DESCRIPTION OF THE TASK: Where the line with "[GH-1] Add project skeleton" appears below, start writing out lines exactly, and finish with the line with "sennui: we need", which is included; write out nothing else.

RECORD EXCERPTS:

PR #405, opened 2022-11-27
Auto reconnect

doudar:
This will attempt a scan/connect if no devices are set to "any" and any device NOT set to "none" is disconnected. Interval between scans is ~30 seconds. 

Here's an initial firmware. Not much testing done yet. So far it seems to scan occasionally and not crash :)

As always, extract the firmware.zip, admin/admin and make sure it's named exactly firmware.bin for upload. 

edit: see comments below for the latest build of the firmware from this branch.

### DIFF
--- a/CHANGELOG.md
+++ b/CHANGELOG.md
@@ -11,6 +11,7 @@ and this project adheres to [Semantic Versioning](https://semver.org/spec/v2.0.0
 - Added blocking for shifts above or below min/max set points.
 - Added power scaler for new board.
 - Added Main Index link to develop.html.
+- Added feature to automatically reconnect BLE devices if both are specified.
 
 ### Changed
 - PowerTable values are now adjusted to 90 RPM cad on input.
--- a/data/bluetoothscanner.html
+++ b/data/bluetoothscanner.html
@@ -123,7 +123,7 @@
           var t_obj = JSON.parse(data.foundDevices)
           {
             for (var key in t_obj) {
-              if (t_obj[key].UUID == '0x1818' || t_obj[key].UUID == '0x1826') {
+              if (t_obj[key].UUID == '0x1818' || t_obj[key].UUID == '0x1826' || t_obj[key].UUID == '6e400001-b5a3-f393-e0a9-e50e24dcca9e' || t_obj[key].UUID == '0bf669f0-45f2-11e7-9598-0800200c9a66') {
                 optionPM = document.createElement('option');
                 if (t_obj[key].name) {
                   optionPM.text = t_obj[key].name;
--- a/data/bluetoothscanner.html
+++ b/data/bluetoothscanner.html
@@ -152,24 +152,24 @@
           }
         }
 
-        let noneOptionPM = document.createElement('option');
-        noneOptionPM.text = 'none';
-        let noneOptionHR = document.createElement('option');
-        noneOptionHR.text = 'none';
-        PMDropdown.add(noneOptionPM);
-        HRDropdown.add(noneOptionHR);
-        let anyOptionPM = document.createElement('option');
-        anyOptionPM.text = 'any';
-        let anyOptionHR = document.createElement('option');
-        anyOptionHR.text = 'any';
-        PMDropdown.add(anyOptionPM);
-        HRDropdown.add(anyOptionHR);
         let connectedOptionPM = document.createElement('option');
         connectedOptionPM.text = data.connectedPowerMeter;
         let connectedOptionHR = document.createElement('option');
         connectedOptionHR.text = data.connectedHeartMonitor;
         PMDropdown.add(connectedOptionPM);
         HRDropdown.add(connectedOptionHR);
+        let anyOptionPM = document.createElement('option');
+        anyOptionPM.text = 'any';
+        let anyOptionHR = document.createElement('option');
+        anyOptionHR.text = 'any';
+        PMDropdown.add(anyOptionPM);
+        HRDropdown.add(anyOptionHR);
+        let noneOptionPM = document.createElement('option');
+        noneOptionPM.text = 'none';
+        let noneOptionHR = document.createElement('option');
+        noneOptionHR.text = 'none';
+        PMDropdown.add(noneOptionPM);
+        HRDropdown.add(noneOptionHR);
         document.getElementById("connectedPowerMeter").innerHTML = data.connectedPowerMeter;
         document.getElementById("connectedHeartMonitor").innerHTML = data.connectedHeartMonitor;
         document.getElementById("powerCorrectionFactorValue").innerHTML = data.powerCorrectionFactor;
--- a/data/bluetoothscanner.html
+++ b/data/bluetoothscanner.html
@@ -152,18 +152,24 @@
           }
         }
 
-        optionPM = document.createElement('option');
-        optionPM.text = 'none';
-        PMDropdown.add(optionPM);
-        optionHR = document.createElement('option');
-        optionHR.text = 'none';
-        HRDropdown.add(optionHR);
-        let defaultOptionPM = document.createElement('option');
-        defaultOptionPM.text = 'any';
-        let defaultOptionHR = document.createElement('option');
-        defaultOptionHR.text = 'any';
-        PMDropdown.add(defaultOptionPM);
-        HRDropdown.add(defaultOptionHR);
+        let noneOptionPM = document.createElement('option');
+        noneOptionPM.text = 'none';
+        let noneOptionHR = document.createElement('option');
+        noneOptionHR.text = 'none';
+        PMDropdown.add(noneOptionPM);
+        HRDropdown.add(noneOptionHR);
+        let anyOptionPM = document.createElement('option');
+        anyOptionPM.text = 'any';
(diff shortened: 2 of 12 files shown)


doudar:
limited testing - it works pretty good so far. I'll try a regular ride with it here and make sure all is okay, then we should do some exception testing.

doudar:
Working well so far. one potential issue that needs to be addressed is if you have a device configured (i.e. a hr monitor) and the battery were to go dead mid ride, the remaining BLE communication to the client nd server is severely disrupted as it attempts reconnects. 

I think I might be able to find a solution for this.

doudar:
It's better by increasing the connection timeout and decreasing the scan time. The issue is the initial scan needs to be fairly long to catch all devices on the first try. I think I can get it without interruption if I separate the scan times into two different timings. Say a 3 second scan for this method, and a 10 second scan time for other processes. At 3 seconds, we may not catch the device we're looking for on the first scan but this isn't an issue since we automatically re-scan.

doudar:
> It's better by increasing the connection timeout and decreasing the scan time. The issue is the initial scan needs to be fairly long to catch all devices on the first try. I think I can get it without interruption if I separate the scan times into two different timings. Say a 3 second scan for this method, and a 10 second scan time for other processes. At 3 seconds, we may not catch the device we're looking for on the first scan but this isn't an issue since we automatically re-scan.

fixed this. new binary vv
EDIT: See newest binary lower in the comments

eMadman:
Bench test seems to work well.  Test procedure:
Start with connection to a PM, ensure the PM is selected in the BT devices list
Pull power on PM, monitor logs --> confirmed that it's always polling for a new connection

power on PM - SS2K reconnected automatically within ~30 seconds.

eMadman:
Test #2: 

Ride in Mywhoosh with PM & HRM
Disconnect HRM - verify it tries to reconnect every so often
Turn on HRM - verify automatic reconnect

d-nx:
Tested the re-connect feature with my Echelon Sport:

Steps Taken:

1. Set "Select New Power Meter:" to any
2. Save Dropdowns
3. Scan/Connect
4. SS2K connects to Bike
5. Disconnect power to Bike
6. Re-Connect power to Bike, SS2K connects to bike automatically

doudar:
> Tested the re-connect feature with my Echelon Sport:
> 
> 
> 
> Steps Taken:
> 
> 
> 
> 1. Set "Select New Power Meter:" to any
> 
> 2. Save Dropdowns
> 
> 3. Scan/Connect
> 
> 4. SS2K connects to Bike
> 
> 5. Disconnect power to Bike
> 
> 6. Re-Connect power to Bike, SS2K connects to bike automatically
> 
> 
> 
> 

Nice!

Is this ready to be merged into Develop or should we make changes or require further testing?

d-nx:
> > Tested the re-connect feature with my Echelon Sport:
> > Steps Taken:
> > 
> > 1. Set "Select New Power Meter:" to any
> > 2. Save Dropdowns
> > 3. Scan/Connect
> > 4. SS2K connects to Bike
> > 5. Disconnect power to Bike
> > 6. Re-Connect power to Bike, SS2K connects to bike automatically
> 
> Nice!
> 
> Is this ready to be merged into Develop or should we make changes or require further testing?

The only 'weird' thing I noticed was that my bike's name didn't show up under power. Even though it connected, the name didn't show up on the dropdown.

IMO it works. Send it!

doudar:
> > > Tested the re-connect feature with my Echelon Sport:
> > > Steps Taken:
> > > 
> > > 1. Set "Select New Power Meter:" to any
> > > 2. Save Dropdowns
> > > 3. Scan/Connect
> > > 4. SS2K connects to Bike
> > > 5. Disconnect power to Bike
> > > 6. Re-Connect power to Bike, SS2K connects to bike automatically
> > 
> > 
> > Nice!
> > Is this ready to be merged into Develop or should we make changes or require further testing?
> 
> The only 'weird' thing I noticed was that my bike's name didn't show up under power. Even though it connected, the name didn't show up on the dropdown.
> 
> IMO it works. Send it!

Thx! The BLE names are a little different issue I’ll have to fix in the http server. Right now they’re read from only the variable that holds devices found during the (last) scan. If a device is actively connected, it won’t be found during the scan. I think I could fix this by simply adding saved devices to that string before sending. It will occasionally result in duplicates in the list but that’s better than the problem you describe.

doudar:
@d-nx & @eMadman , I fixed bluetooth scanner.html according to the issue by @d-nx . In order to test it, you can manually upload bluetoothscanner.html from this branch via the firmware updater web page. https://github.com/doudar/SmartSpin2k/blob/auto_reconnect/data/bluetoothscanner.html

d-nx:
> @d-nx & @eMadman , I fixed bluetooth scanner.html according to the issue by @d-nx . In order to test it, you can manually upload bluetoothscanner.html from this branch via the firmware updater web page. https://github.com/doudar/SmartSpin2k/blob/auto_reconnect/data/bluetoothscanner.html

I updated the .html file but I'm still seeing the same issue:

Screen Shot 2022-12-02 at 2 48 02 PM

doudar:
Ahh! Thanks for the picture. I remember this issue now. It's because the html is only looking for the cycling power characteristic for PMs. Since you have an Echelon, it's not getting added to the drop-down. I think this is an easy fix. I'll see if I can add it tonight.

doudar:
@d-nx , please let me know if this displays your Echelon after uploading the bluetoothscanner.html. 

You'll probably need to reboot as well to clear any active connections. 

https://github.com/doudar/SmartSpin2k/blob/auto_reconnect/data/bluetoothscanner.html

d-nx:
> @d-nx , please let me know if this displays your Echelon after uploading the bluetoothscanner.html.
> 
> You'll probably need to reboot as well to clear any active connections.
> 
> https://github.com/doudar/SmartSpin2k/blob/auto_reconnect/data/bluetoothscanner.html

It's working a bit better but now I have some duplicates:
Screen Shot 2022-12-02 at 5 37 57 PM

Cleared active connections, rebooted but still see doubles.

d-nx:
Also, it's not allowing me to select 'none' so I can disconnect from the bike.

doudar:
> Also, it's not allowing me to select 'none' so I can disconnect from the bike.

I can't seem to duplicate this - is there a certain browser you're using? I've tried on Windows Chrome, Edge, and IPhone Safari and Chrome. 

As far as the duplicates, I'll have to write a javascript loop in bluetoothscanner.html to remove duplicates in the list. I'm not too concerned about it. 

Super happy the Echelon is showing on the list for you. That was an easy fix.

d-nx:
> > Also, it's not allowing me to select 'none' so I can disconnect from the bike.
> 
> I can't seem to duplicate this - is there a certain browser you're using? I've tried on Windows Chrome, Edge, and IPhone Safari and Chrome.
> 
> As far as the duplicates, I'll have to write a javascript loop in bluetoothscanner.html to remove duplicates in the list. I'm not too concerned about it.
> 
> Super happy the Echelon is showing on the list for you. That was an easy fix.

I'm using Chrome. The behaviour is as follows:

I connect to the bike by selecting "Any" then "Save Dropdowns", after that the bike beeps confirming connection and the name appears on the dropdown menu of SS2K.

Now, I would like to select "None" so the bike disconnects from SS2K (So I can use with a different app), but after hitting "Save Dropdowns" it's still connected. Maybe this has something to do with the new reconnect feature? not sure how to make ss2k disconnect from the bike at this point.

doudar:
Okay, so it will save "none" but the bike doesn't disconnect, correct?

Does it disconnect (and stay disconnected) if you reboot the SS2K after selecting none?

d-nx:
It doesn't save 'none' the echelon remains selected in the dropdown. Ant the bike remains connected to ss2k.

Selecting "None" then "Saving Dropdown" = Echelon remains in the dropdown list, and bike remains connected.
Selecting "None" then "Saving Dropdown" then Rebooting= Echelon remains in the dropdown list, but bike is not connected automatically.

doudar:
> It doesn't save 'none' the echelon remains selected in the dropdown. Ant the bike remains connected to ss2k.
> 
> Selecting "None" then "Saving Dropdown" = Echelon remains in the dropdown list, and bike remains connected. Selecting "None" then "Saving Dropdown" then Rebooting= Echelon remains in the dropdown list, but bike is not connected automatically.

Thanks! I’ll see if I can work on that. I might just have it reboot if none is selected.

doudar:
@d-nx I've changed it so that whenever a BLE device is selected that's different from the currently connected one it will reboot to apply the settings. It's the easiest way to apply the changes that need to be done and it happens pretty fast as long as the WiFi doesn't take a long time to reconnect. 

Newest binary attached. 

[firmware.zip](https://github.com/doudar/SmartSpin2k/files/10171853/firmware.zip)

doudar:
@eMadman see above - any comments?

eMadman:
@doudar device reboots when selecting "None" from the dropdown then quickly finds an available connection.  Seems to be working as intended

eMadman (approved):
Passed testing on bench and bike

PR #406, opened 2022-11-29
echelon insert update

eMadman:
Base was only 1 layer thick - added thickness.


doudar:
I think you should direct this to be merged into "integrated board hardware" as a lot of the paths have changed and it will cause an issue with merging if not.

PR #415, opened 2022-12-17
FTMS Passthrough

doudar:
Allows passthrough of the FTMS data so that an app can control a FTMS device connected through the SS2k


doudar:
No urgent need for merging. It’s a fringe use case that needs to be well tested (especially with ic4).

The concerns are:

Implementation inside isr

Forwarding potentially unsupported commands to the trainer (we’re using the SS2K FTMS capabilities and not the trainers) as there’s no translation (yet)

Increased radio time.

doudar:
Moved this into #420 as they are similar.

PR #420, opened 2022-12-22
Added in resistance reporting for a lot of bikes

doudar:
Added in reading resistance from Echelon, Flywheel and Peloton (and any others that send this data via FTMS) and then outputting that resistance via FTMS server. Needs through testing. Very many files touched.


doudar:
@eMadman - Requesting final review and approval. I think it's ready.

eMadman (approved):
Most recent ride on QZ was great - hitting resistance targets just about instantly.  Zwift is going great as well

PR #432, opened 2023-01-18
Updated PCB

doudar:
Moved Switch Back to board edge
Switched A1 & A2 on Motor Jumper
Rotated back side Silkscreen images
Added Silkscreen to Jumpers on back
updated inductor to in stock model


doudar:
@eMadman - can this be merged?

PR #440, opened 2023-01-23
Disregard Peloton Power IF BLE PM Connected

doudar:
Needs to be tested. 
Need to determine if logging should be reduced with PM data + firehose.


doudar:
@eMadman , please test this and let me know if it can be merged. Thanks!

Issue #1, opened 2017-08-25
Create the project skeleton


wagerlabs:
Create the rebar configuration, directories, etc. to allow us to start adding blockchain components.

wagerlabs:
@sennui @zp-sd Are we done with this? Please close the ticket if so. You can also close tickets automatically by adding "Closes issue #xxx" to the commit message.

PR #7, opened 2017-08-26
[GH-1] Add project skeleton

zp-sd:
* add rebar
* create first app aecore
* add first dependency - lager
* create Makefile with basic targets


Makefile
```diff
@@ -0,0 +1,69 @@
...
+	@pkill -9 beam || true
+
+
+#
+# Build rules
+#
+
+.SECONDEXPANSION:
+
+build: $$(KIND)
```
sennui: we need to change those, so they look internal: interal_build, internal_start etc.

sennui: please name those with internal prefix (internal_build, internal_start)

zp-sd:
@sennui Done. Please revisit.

THE COMPLETED TASK:
[GH-1] Add project skeleton

zp-sd:
* add rebar
* create first app aecore
* add first dependency - lager
* create Makefile with basic targets


Makefile
```diff
@@ -0,0 +1,69 @@
...
+	@pkill -9 beam || true
+
+
+#
+# Build rules
+#
+
+.SECONDEXPANSION:
+
+build: $$(KIND)
```
sennui: we need to change those, so they look internal: interal_build, internal_start etc.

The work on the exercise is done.